WORK ORDER: Your answer should be the records below, written out exactly.
[[ PROVIDED DATA open ]]
PR #537, opened 2023-06-08
Adds ability to share messages from client with py

urjitbhatia:
This PR fixes: https://github.com/sansyrox/robyn/issues/440

### DIFF
--- a/integration_tests/base_routes.py
+++ b/integration_tests/base_routes.py
@@ -1,4 +1,3 @@
-import json
 import os
 
 import pathlib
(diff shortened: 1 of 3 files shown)


urjitbhatia:
Note: This isn't a real performance regression since it changes the what the test is doing a bit.

integration_tests/base_routes.py
```diff
@@ -17,20 +17,23 @@
...
-    return response
+    state = websocket_state[websocket_id]
+    if state == 0:
+        response["resp"] = "Whaaat??"
+    elif state == 1:
+        response["resp"] = "Whooo??"
+    elif state == 2:
+        response["resp"] = "*chika* *chika* Slim Shady."
+    websocket_state[websocket_id] = (state + 1) % 3
+    return json.dumps(response)
```
sansyrox, line 36: we can use `jsonify` method from robyn here

urjitbhatia:
@sansyrox switched to `jsonify` and also restored the original WS `benchmark` test since including the json parsing in it pollutes what is actually getting measured.

sansyrox (approved):
LGTM! Great work 🔥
[[ PROVIDED DATA closed ]]
OUTPUT OF THE EXERCISE:
PR #537, opened 2023-06-08
Adds ability to share messages from client with py

urjitbhatia:
This PR fixes: https://github.com/sansyrox/robyn/issues/440

### DIFF
--- a/integration_tests/base_routes.py
+++ b/integration_tests/base_routes.py
@@ -1,4 +1,3 @@
-import json
 import os
 
 import pathlib
(diff shortened: 1 of 3 files shown)


urjitbhatia:
Note: This isn't a real performance regression since it changes the what the test is doing a bit.

integration_tests/base_routes.py
```diff
@@ -17,20 +17,23 @@
...
-    return response
+    state = websocket_state[websocket_id]
+    if state == 0:
+        response["resp"] = "Whaaat??"
+    elif state == 1:
+        response["resp"] = "Whooo??"
+    elif state == 2:
+        response["resp"] = "*chika* *chika* Slim Shady."
+    websocket_state[websocket_id] = (state + 1) % 3
+    return json.dumps(response)
```
sansyrox, line 36: we can use `jsonify` method from robyn here

urjitbhatia:
@sansyrox switched to `jsonify` and also restored the original WS `benchmark` test since including the json parsing in it pollutes what is actually getting measured.

sansyrox (approved):
LGTM! Great work 🔥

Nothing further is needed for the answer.